PR #157, opened 2020-05-25
Support keyword arguments in `wsave` and `wload`

devmotion:
I noticed that it's currently not possible to use `wsave` with keyword arguments (needed, e.g., when setting the output resolution in CairoMakie: https://github.com/JuliaPlots/CairoMakie.jl#saving).


Datseris:
Thank you @devmotion , would you mind incrementing the minor version in Project.toml as well?

PR #165, opened 2020-06-29
Make savename work with `Inf` and `NaN` values

JonasIsensee:
Currently `savename` errors when you try to use it with `Inf` or `NaN` floats.
(The issue happens when trying to round to a certain number of digits)


Datseris:
Cool, can you please increment patch version in Project.toml?

PR #168, opened 2020-07-06
Allow additional syntax for collect results

JonasIsensee:
This PR implements an additional syntax for the `collect_results` function.

It enhances the `special_list` field by allowing two different notations.

```
special_list = [
   :vl_mean => data -> mean(data["c"]),
   
  data -> [:field1 => rand() , :field2 => rand()],
]
```


src/result_collection.jl
```diff
@@ -90,7 +96,7 @@ function collect_results!(filename, folder;
     end
 
     n = 0 # new entries added
-    existing_files = "path" in names(df) ? df[:,:path] : ()
+    existing_files = "path" in string.(names(df)) ? df[:,:path] : ()
```
JonasIsensee, line 99: The behaviour that `names(df)` returns a Vector of strings is only very recent.
I have now encountered this multiple times that DataFrames is restricted to something older
and suddenly DrWatson fails.

Datseris: Yeap the dataframes guys did this breaking change that now `names` return vector of strings. we have to update DrWatson in general to the latest version....

src/result_collection.jl
```diff
@@ -43,9 +43,15 @@ See also [`collect_results`](@ref).
...
-is a derived quantity to be included in `df`. The function entry always
+`special_list` is a `Vector` where each entry
+is a derived quantity to be included in `df`. There are two types of entries.
+The first option is of the form `key => func` where the `key` is a symbol
+to be used as column name in the DataFrame. The function entry always
 takes a single argument, which is the loaded result-file (a dictionary).
+The second option is to provide just one function `func`. This function
+also takes the single dictionary argument but returns one or more
+`key => value` pairs. This second notation may be useful when a single
+when one wants to extract values for multiple columns in a single step.
```
Datseris, line 54: The last sentence here doesn't make sense (grammatically).

JonasIsensee: fixed it

src/result_collection.jl
JonasIsensee: yeah, I figured that this wouldn't hurt.
Converting strings to strings shouldn't be too expensive.
And this way we at least know that this will work without having to put a new lower version bound on DataFrames.

PR #170, opened 2020-07-09
Create project structures that can be cloned as is

UtkarshChemE:
Added an optional argument `placeholder` to enable cloning of the project structure. It simply adds a hidden file `.placeholder` in all folders and commits it.

### DIFF
--- a/Project.toml
+++ b/Project.toml
@@ -1,7 +1,7 @@
 name = "DrWatson"
 uuid = "634d3b9d-ee7a-5ddf-bec9-22491ea816e1"
 repo = "https://github.com/JuliaDynamics/DrWatson.jl.git"
-version = "1.14.1"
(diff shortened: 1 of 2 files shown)


Datseris:
Thanks,

1. you need to add `placeholder` in the documentation string
2. also increase patch version in the `Project.toml` file (as this is mostly a "fix" than a new feature)

and then we can merge :)

Project.toml
```diff
@@ -1,7 +1,7 @@
 name = "DrWatson"
 uuid = "634d3b9d-ee7a-5ddf-bec9-22491ea816e1"
 repo = "https://github.com/JuliaDynamics/DrWatson.jl.git"
-version = "1.14.0"
+version = "1.14.1"
```
```suggestion
version = "1.14.2"
```

PR #171, opened 2020-07-09
Update real world example "Defining parameter sets with restrictions"

sebastianpech:


sebastianpech:
I think I just stumbled upon a bug

Datseris:
What bug?

Datseris:
HEre is the built docs by the way: https://juliadynamics.github.io/DrWatson.jl/previews/PR171/real_world/#Defining-parameter-sets-with-restrictions-1

sebastianpech:
> What bug?

Well a case where I can't deduct if the key is fully restricted or not just by looking at the value's type.
When every value of that key in the dictionary is restricted, but based on the conditions the key is never fully excluded.

```
p = Dict(
         :a => [1,2],
         :b => @onlyif(:a==1,[1,2]),
         :c => [@onlyif(:b==1,1), @onlyif(:b==2,2)],
        )
```

gives 
```
julia> dict_list(p)
5-element Array{Dict{Symbol,Int64},1}:
 Dict(:a => 1,:b => 1,:c => 1)
 Dict(:a => 1,:b => 2,:c => 2)
 Dict(:a => 2)
 Dict(:a => 1,:b => 1)
 Dict(:a => 1,:b => 2)
```

Last two shouldn't be there, because `:c` is valid for all `:b`.
I'm working on it

sebastianpech:
That took me far too long to find that the solution is actually quite simple 🤯.
This approach makes some of the code even simpler now. So my approach is as follows:
Looking at 
```
 Dict(:a => 1,:b => 1,:c => 1)
 Dict(:a => 1,:b => 2,:c => 2)
 Dict(:a => 2)
 Dict(:a => 1,:b => 1)
 Dict(:a => 1,:b => 2)
```
It obviously makes not sense to include 
```
 Dict(:a => 1,:b => 1)
 Dict(:a => 1,:b => 2)
```
in the solution, because these parameter settings are already present in
```
 Dict(:a => 1,:b => 1,:c => 1)
 Dict(:a => 1,:b => 2,:c => 2)
```
If someone wants this, they would need to explicitly do smth like this:
```
 :c => [@onlyif(:b in (1,2), nothing), @onlyif(:b==1,1), @onlyif(:b==2,2)]
```
to get
```
 Dict(:a => 1,:b => 1, :c=>nothing)
 Dict(:a => 1,:b => 2, :c=>nothing)
```
in order to use their default values for `:c` or whatever

PR #172, opened 2020-07-09
Extended `mkpath` to handle placeholders.

UtkarshChemE:


Datseris:
Hi @UtkarshChemE , I'm sorry but we can't do what you suggest in this PR. This is a case of **type piracy**. It occurs when you are extending a method where both of the following is *not* true:

1. You own the function name.
2. You own at least one of the types.

This in general is not considered code hygienic . Why do we need this extention instead of a new function?

UtkarshChemE:
Well I don't know what is the best way to go forward. I think creating a function with unique name might be fine. I will update my code to reflect the changes.

Datseris:
Okay, so what is the point of `mkpath_with_placeholder` ? Is it used somewhere?

UtkarshChemE:
`mkpath_with_placeholder` is a convenience utility. Once, the project is created and one would like to add additional directories to manage their data or plots, they can use `mkpath_with_placeholder`. This will ensure that if they clone their project, elsewhere the directory structure would be maintained, without breaking their automated scripts.

sebastianpech:
@UtkarshChemE why would you create a directory after the project was initialized without putting anything in it?

UtkarshChemE:
Check out [NNPublic](https://github.com/UtkarshChemE/NNPublic). I have scripts that expect files in particular sub directory of `data`. They read and write data in that sub-directories and I would like to retain that structure when I clone my project on another machine.

Datseris:
Have you seen the `wsave` function, which always creates the necessary path before saving a file? This may eliminate your problem of not having folders in your computer? (I am trying to imagine in what other scenario you absolutely need the existence of an empty folder).

UtkarshChemE:
The only time I need empty folders available is when I am reading data from that folders. I have a complex mess of multi-projects and they talk to each other in an automated fashion for sequential processing. Maybe adding a function to create blank commit-able folders is excessive. I think this function is better suited in my `startup.jl`.

Datseris:
The Julia function `touch` is what you want I think.

PR #174, opened 2020-07-13
Update project_setup.jl

grahamstark:
setup failed if `placeholder` = true; I think `files` should be `ph_files` here.


Datseris:
Yeap, thanks. Please increment patch version in Project.toml and we can merge this :)

PR #176, opened 2020-07-15
cleaned some typos in the docs

koehlerson:
Hey there,

today when I went through the `Running & Listing Simulations` I noticed some typos that I removed. 
The `lookup_candidate` ref isn't really a typo but since the docs don't include this function, the ref was directing to 404.

Cheers
Max


sebastianpech:
@koehlerson cool thanks. I wasn't sure what happens if an entry has no reference in the docs but forgot to check if the ref is working.

PR #179, opened 2020-07-20
Add DOI for Sumatra

tamasgal:
...sorry, the DOI of the original citation for Sumatra which I copy&pasted was missing, I had to add it manually...


tamasgal:
Thanks!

————————

Restate word for word the lines in the material above from the one with "Added an optional" to the one with "This approach makes"; both of those lines count, and nothing else does.

> [Your solution]
Added an optional argument `placeholder` to enable cloning of the project structure. It simply adds a hidden file `.placeholder` in all folders and commits it.

### DIFF
--- a/Project.toml
+++ b/Project.toml
@@ -1,7 +1,7 @@
 name = "DrWatson"
 uuid = "634d3b9d-ee7a-5ddf-bec9-22491ea816e1"
 repo = "https://github.com/JuliaDynamics/DrWatson.jl.git"
-version = "1.14.1"
(diff shortened: 1 of 2 files shown)


Datseris:
Thanks,

1. you need to add `placeholder` in the documentation string
2. also increase patch version in the `Project.toml` file (as this is mostly a "fix" than a new feature)

and then we can merge :)

Project.toml
```diff
@@ -1,7 +1,7 @@
 name = "DrWatson"
 uuid = "634d3b9d-ee7a-5ddf-bec9-22491ea816e1"
 repo = "https://github.com/JuliaDynamics/DrWatson.jl.git"
-version = "1.14.0"
+version = "1.14.1"
```
```suggestion
version = "1.14.2"
```

PR #171, opened 2020-07-09
Update real world example "Defining parameter sets with restrictions"

sebastianpech:


sebastianpech:
I think I just stumbled upon a bug

Datseris:
What bug?

Datseris:
HEre is the built docs by the way: https://juliadynamics.github.io/DrWatson.jl/previews/PR171/real_world/#Defining-parameter-sets-with-restrictions-1

sebastianpech:
> What bug?

Well a case where I can't deduct if the key is fully restricted or not just by looking at the value's type.
When every value of that key in the dictionary is restricted, but based on the conditions the key is never fully excluded.

```
p = Dict(
         :a => [1,2],
         :b => @onlyif(:a==1,[1,2]),
         :c => [@onlyif(:b==1,1), @onlyif(:b==2,2)],
        )
```

gives 
```
julia> dict_list(p)
5-element Array{Dict{Symbol,Int64},1}:
 Dict(:a => 1,:b => 1,:c => 1)
 Dict(:a => 1,:b => 2,:c => 2)
 Dict(:a => 2)
 Dict(:a => 1,:b => 1)
 Dict(:a => 1,:b => 2)
```

Last two shouldn't be there, because `:c` is valid for all `:b`.
I'm working on it

sebastianpech:
That took me far too long to find that the solution is actually quite simple 🤯.
This approach makes some of the code even simpler now. So my approach is as follows:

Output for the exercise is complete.